Direct writing, for instance, TPP or laser ablation, is an important tool to fabricate cell scaffolds and microfluidic devices such as microneedles or analytic tools. Structure sizes of several hundreds of nanometers are achieved with TPP, which can be further reduced when STED is combined with TPP. With STED lithography, the lowest possible structure size is around a few tens of nanometers. This makes it possible to build cell scaffolds, where cell growth can be guided and directed with a combination of micro- and nano-sized structures. Microneedles profit from their size as minimal-invasive meddling with the body is highly desirable. Stability of the structure and fluid properties can limit the application of microneedles. TPP as well as DLW SM was also used in the fabrication of microfluidic channels, of analysis platforms, and of various sensors for biomedical applications. Examples of DLW SM are capillary channels capable of unidirectional liquid transport bio-inspired by spermathecae of fleas, by the integument of lizards, and by scent channels of bark bugs. Others are nanoanchors written by STED lithography which help to unravel the role of vWF in thrombocyte activation or tools written by 2PP which increase the resolution in imaging of single cells. On the other hand, also LIPSS are useful in these fields allowing the fabrication of SERS sensors which are employed for a wide range of applications such as the detection of cancer cell metabolites.

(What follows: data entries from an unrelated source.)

Issue #710, opened 2024-07-31
Add checks to avoid running out of order execution queues


Rekt3421:
at the moment three conformance test issues are failing as clvk simply ignore out of order execution (as it is not supported) the tests are negative tests and are meant to fail the tests are :
```
negative_create_command_queue
negative_create_command_queue_with_properties
negative_create_command_queue_with_properties_khr
```

kpet:
Now fixed by #713

PR #713, opened 2024-08-12
Give appropriate errors for out of order execution related props

Rekt3421:
this addresses issues for the failing tests in #710 for the following tests
```
negative_create_command_queue
negative_create_command_queue_with_properties
negative_create_command_queue_with_properties_khr
```


src/api.cpp
```diff
@@ -1466,11 +1476,26 @@ cvk_create_command_queue(cl_context context, cl_device_id device,
         return nullptr;
     }
 
+    cl_int err = CL_SUCCESS;
+    std::string oooe_env_var = "CLVK_IGNORE_OUT_OF_ORDER_EXECUTION";
```
rjodinchr, line 1480: Please use clvk configuration (`<clvk>/src/config.def`). This should be a boolean there. It will allow to use the env var as well as the configuration file.

rjodinchr (changes requested):

src/config.def
```diff
@@ -50,6 +50,7 @@ OPTION(uint32_t, max_cmd_batch_size, 10000u)
 OPTION(uint32_t, max_first_cmd_batch_size, 10000u)
 OPTION(uint32_t, max_cmd_group_size, UINT32_MAX)
 OPTION(uint32_t, max_first_cmd_group_size, UINT32_MAX)
+OPTION(uint32_t, ignore_out_of_order_execution, 0u) // 0 meaning dont ignore
```
rjodinchr, line 53: Make it a `bool` please

Rekt3421: done

README.md
```diff
@@ -345,6 +345,11 @@ using the name of the corresponding environment variable.
 
 * `CLVK_CONFIG_FILE` specifies the path to an additional configuration file.
 
+* `CLVK_IGNORE_OUT_OF_ORDER_EXECUTION` can be used to ignore out of order execution checks
+
+   * 0: does not ignore OOOE checks and validates if hardware can support it
```
rjodinchr, line 350:
```suggestion
   * 0: does not ignore OOOE checks and validates if hardware can support it (default)
```

src/api.cpp
```diff
@@ -1466,11 +1476,24 @@ cvk_create_command_queue(cl_context context, cl_device_id device,
         return nullptr;
     }
 
+    cl_int err = CL_SUCCESS;
+    if (!config.ignore_out_of_order_execution.set ||
+        config.ignore_out_of_order_execution.value == 0) {
```
rjodinchr, line 1481:
```suggestion
    if (!(config.ignore_out_of_order_execution.set &&
        config.ignore_out_of_order_execution())) {
```

src/config.def
```diff
@@ -50,6 +50,7 @@ OPTION(uint32_t, max_cmd_batch_size, 10000u)
 OPTION(uint32_t, max_first_cmd_batch_size, 10000u)
 OPTION(uint32_t, max_cmd_group_size, UINT32_MAX)
 OPTION(uint32_t, max_first_cmd_group_size, UINT32_MAX)
+OPTION(uint32_t, ignore_out_of_order_execution, false) // false meaning dont ignore
```
rjodinchr, line 53:
```suggestion
OPTION(bool, ignore_out_of_order_execution, false) // false meaning dont ignore
```

Rekt3421: ah I forgot to sync my local branch with the bool change. Thanks!

rjodinchr (approved):

src/api.cpp
```diff
@@ -163,6 +163,16 @@ struct api_query_string : public std::string {
     size_t size_with_null() const { return size() + 1; }
 };
 
+bool out_of_order_device_support(const cl_device_id devices, cl_int err) {
```
rjodinchr, line 166: What's the idea with `cl_int err` here? If the goal is to be able to have the caller being able to have the value, it needs to be a reference.

rjodinchr (changes requested):

src/api.cpp
```diff
@@ -1467,6 +1467,14 @@ cvk_create_command_queue(cl_context context, cl_device_id device,
         return nullptr;
     }
 
+    if (!(config.ignore_out_of_order_execution.set &&
```
rjodinchr, line 1470: Why do we want to check whether it is set? I feel like just checking the value should be enough, but I might be missing something here.

rjodinchr (approved):

src/api.cpp
```diff
@@ -1467,6 +1467,15 @@ cvk_create_command_queue(cl_context context, cl_device_id device,
...
 
+    if (config.ignore_out_of_order_execution()) {
+        {
+            // We do not support out of order command queues so this must fail
+            if (properties & CL_QUEUE_OUT_OF_ORDER_EXEC_MODE_ENABLE) {
+                *errcode_ret = CL_INVALID_QUEUE_PROPERTIES;
+                return nullptr;
+            }
+        }
+    }
```
rjodinchr, line 1478:
```suggestion
    if (config.ignore_out_of_order_execution()) {
          // We do not support out of order command queues so this must fail
          if (properties & CL_QUEUE_OUT_OF_ORDER_EXEC_MODE_ENABLE) {
              *errcode_ret = CL_INVALID_QUEUE_PROPERTIES;
              return nullptr;
          }
    }
```

rjodinchr (changes requested):

rjodinchr (approved):

rjodinchr (approved):

README.md
```diff
@@ -369,6 +369,11 @@ using the name of the corresponding environment variable.
 
 * `CLVK_CONFIG_FILE` specifies the path to an additional configuration file.
 
+* `CLVK_IGNORE_OUT_OF_ORDER_EXECUTION` can be used to ignore out of order execution checks
+
+   * 0: does not ignore OOOE checks and validates if hardware can support it (default)
+   * 1: ignores the aforementioned checks
```
kpet, line 375:
```suggestion
   * 0: creating an out-of-order queue results in a failure (default)
   * 1: creating an out-of-order queue is supported but it will function as an in-order queue
```

kpet (approved):

Issue #714, opened 2024-08-14
Fix issues with printf tests.


Rekt3421:
Right now the majority of conformance tests for printf related to strings are failing, there are about 11 tests and 10 fail. It mostly has to do with how we process the strings in printf.cpp and also how kernel descriptors are setup here is an example of issues related to printf.cpp

```
1)testing printf("%s","")
terminate called after throwing an instance of 'std::out_of_range'
```

and here is an example of issues to due to kernel descriptors not setup properly 
```
12)testing printf("%s","foo\0foo")
No data read from analysis buffer
verifyOutputBuffer failed with kernel: 
__kernel void test9(void)
{
   printf("%s\n","foo\0foo");
}

 expected: foo
 got:     
```

rjodinchr:
This issue can be closed

PR #715, opened 2024-08-14
Address short comings with printf for strings

Rekt3421:
This change fixes short comings encountered in 9 tests of the OpenCL-CTS as mentioned in issue #714 we still need to fix kernel descriptors.


Rekt3421:
Next step is to add some unit tests

src/printf.cpp
```diff
@@ -166,77 +166,121 @@ void process_printf(char*& data, const printf_descriptor_map_t& descs,
...
-            // should be printed verbatim
-            printf_out << part_fmt;
-            break;
+    if (next_part > format_string.size()) {
+        // if there is no format string followed by a string to print just print
+        // the whole string itself.
+        if (descs.size() == 1) {
+            printf_out << format_string;
         }
+    } else {
```
rjodinchr, line 175:
```suggestion
    if (next_part > format_string.size()) {
        // if there is no format just print the whole string itself.
        assert (descs.size() == 1);
        printf_out << format_string;
        printf("%s", printf_out.str().c_str());
        return;
    }
```

src/printf.cpp
```diff
@@ -167,21 +167,54 @@ void process_printf(char*& data, const printf_descriptor_map_t& descs,
...
+    }
     printf_out << format_string.substr(0, next_part);
 
     // Decompose the remaining format string into individual strings with
     // one format specifier each, handle each one individually
     size_t arg_idx = 0;
     while (next_part < format_string.size() - 1) {
-        // Get the part of the format string before the next format specifier
+        // Get the part of the format string before the next format
+        // specifier
```
rjodinchr, line 183:
```suggestion
        // Get the part of the format string before the next format specifier
```

src/printf.cpp
```diff
@@ -210,19 +243,24 @@ void process_printf(char*& data, const printf_descriptor_map_t& descs,
...
             // Vector argument
             if (el_size == 0) {
-                // 'ele_size == 0' means that no length modifier has been used.
-                // According to the spec, this is an undefined behavior. Let's
-                // use the size coming from clspv and the vec_len to figure out
-                // the element size then.
+                // 'ele_size == 0' means that no length modifier has been
+                // used. According to the spec, this is an undefined
+                // behavior. Let's use the size coming from clspv and the
+                // vec_len to figure out the element size then.
```
rjodinchr, line 263:
```suggestion
                // 'ele_size == 0' means that no length modifier has been used.
                // According to the spec, this is an undefined behavior. Let's
                // use the size coming from clspv and the vec_len to figure out
                // the element size then.
```

rjodinchr (approved):
Make sure you only modify what really needs to change.

tests/api/printf.cpp
```diff
@@ -32,6 +32,20 @@ TEST_F(WithCommandQueueAndPrintf, SimplePrintf) {
     ASSERT_STREQ(m_printf_output.c_str(), message);
 }
 
+TEST_F(WithCommandQueueAndPrintf, SimpleFormatedPrintf) {
+    const char message[] = "";
+    char source[512];
+    sprintf(source, "kernel void test_printf() { printf(\"%%s\", \"\"); }");
```
rjodinchr, line 38: I don't get the point of using `sprintf` if they are no arguments after the format.

rjodinchr (approved):

rjodinchr:
This is fixing CTS `printf string`, but `printf format_string` is regressing (segfault with `"\"%%\""`).

We should maybe try to address everything (`string` & `format_string`) together.

Rekt3421:
current status 3 sub-subtests are still failing. One which is due to some issue with printf itself. 

I.e.  in strings subtest there is a subtest
```
printf(%%foo%%) 
```
is printing out 
```
%%foo%
```
which is a bit confusing since the two %% should be consumed as one. 

also in the same subtests for 
```
   printf("%s\n","foo\0foo");                                                           
``` 
the kernel descriptors are not properly populated for some reason.

a vector sub-subtest is also failing 
for which I do not have an explanation yet.

src/printf.cpp
```diff
@@ -167,21 +184,66 @@ void process_printf(char*& data, const printf_descriptor_map_t& descs,
...
+    }
     printf_out << format_string.substr(0, next_part);
 
     // Decompose the remaining format string into individual strings with
     // one format specifier each, handle each one individually
     size_t arg_idx = 0;
+    std::stack<char> quotes;
+    if (format_string.size() > 0) {
+        auto curr_quote = get_quote(format_string.substr(
+            0, next_part)); // checking if curr selection is inside a " or '.
```
Rekt3421, line 198: Perhaps I should change this comment to "checking if curr selection has a " or '

src/printf.cpp
```diff
@@ -13,12 +13,19 @@
...
+#include <stack>
 
 #include "printf.hpp"
 
 // Extract the conversion specifier from a format string
 char get_fmt_conversion(std::string_view fmt) {
     auto conversionSpecPos = fmt.find_first_of("diouxXfFeEgGaAcsp");
+    // Check if a valid conversion specifier was found
+    if (conversionSpecPos == std::string_view::npos) {
+        conversionSpecPos = -1;
```
rjodinchr, line 25: Why setting `conversionSpecPos` to `-1`?

src/printf.cpp
```diff
@@ -242,8 +318,8 @@ void process_printf(char*& data, const printf_descriptor_map_t& descs,
 
     auto output = printf_out.str();
     if (printf_cb != nullptr) {
-        auto len = output.size();
-        printf_cb(output.c_str(), len, data >= data_end, printf_userdata);
+        printf_cb(output.c_str(), output.size(), data >= data_end,
+                  printf_userdata);
```
rjodinchr, line 322: What does it fix?

Rekt3421: nothing I just though it was more compact. Ill put it back to the way it was.

src/printf.cpp
Rekt3421: I was previously passing this as a ref to also get the position of the specifier, realized I don't need to, thanks for point this out;

rjodinchr (changes requested):

src/printf.cpp
```diff
@@ -165,14 +165,20 @@ void process_printf(char*& data, const printf_descriptor_map_t& descs,
...
 
-    // Firstly print the part of the format string up to the first '%'
+    // Firstly print the part of the format string up to the first '%' if any
+    // otherwise print the whole string as is and move the data pointer to the
+    // end.
     size_t next_part = format_string.find_first_of('%');
-    printf_out << format_string.substr(0, next_part);
-
+    if (next_part == std::string::npos) {
+        printf_out << format_string;
```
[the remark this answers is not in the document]
Rekt3421: this is what I get on my end if I do not have this change 

```
0)testing printf("","foo")
verifyOutputBuffer failed with kernel: 
__kernel void test9(void)
{
   printf("\n","foo");
}

 expected: 
 got:      
fo
```

src/printf.cpp
```diff
@@ -210,8 +226,11 @@ void process_printf(char*& data, const printf_descriptor_map_t& descs,
             // Special case for %s
             if (get_fmt_conversion(part_fmt) == 's') {
                 uint32_t string_id = read_buff<uint32_t>(data);
-                printf_out << print_part(
-                    part_fmt, descs.at(string_id).format_string.c_str(), size);
+                if (string_id < descs.size()) {
```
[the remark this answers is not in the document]
Rekt3421: if I remove this, I get the following for string test_printf
```
1)testing printf("%s","")
terminate called after throwing an instance of 'std::out_of_range'
  what():  unordered_map::at
Aborted
```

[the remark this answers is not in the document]
Rekt3421: okay I have removed it. Still seeing this failure but probably due to some issue on my end.

src/printf.cpp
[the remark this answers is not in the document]
Rekt3421: done. thanks

Rekt3421:
@kpet to get this PR working correctly we need to update clspv with the fixes landed by David

src/printf.cpp
```diff
@@ -181,7 +187,17 @@ void process_printf(char*& data, const printf_descriptor_map_t& descs,
         // Handle special cases
         if (part_end == part_start + 1) {
             printf_out << "%";
-            next_part = part_end + 1;
+            size_t next_format = format_string.find_first_of('%', part_end + 1);
```
rjodinchr, line 190: Could you revert that part to what I propose?

rjodinchr (approved):

kpet (approved):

As trends in the field of biomedical applications, the authors identify the use of natural materials, laser processing of bio-inspired structures, as well as fast prototyping of personalized medical products. While other related fields presented in this book, especially the ones from Chap. 33, are used in practice with millions of treated patients, the methods presented in this chapter are in a preliminary stage. Using technology readiness levels (TRLs) (Table 31.3) as defined by the European UnionFootnote 1, one would assign Chap. 33 a “TRL 9 – actual system proven in operational environment” compared to a “TRL 3 – experimental proof of concept” or “TRL 4 – technology validated in lab” for the methods of this chapter. The largest challenge for the commercial implementation of these methods, that is, for production of medical implants or medical products with functional surfaces, is probably the fact that medical implants and products face quite strict regulations and standards and that the approval of new concepts is connected with high costs. This applies already for the achievement of “TRL 5 – technology validated in relevant environment” and “TRL 6 – technology demonstrated in relevant environment,” which means in many cases animal experiments or pre-clinical studies. This challenge may be balanced by the huge market volume of the related biomedical applications and their advantages compared to the currently applied technologies. Additionally, there is a strong “technology push” by the fact that ultrafast laser systems become rapidly better, that is, more user-friendly, cheaper, and faster.